Book Synopsis Thinking Without a Banister by : Hannah Arendt

Download or read book Thinking Without a Banister written by Hannah Arendt and published by Schocken. This book was released on 2018-03-06 with total page 608 pages. Available in PDF, EPUB and Kindle. Book excerpt: Hannah Arendt was born in Germany in 1906 and lived in America from 1941 until her death in 1975. Thus her life spanned the tumultuous years of the twentieth century, as did her thought. She did not consider herself a philosopher, though she studied and maintained close relationships with two great philosophers—Karl Jaspers and Martin Heidegger—throughout their lives. She was a thinker, in search not of metaphysical truth but of the meaning of appearances and events. She was a questioner rather than an answerer, and she wrote what she thought, principally to encourage others to think for themselves. Fearless of the consequences of thinking, Arendt found courage woven in each and every strand of human freedom.

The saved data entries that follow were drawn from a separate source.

PR #4552, opened 2025-03-21
PP-13760 Fix headers and error messages not wrapping when screen resized

james-peacock-gds:
Context: H1 'Change permission for [email address]' does not adjust to screen size so some of the characters cannot be seen without horizontal scrolling. The same applies to the remove user page. Additionally, the validation error summary (and form error message will also extend outside of the boundary of the error box when the screen is resized. This problem also applies to webhooks where a 50-character webhook description may be used in the heading.
- apply `word break: break-word;` across the simplified settings pane

**change permissions before**
-----

Screenshot 2025-03-21 at 14 47 57

-----
**change permissions after**
-----

Screenshot 2025-03-21 at 15 06 38

-----
**remove user after**
-----
Screenshot 2025-03-21 at 14 49 26

### DIFF
--- a/src/assets/sass/components/service-settings.scss
+++ b/src/assets/sass/components/service-settings.scss
@@ -49,7 +49,7 @@
 .service-settings-pane {
   max-width: 630px;
   h1, .service-settings-break-word  {
-    word-break: break-word;
+    overflow-wrap: anywhere;
   }
 }
 
--- a/src/assets/sass/components/service-settings.scss
+++ b/src/assets/sass/components/service-settings.scss
@@ -48,7 +48,9 @@
 
 .service-settings-pane {
   max-width: 630px;
-  word-break: break-word;
+  h1, .service-settings-break-word  {
+    word-break: break-word;
+  }
 }
 
 .service-settings-inset-text--grey {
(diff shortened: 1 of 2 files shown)


james-peacock-gds:
after the last change the screenshot for remove user is as follows:

DomBelcher (dismissed):
nice work

nlsteers (changes requested):
https://caniuse.com/mdn-css_properties_word-break_break-word

james-peacock-gds:
After some research and experimentation:

- use overflow-wrap: anywhere instead of word-break, because word-break is deprecated whereas overflow-wrap is supported by the vast majority of browsers.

In 1951 she published The Origins of Totalitarianism, in 1958 The Human Condition, in 1961 Between Past and Future, in 1963 On Revolution and Eichmann in Jerusalem, in 1968 Men in Dark Times, in 1970 On Violence, in 1972 Crises of the Republic, and in 1978, posthumously, The Life of the Mind. Starting at the turn of the twenty-first century, Schocken Books has published a series of collections of Arendt’s unpublished and uncollected writings, of which Thinking Without a Banister is the fifth volume. The title refers to Arendt’s description of her experience of thinking, an activity she indulged without any of the traditional religious, moral, political, or philosophic pillars of support. The book’s contents are varied: the essays, lectures, reviews, interviews, speeches, and editorials, taken together, manifest the relentless activity of her mind as well as her character, acquainting the reader with the person Arendt was, and who has hardly yet been appreciated or understood. (Edited and with an introduction by Jerome Kohn)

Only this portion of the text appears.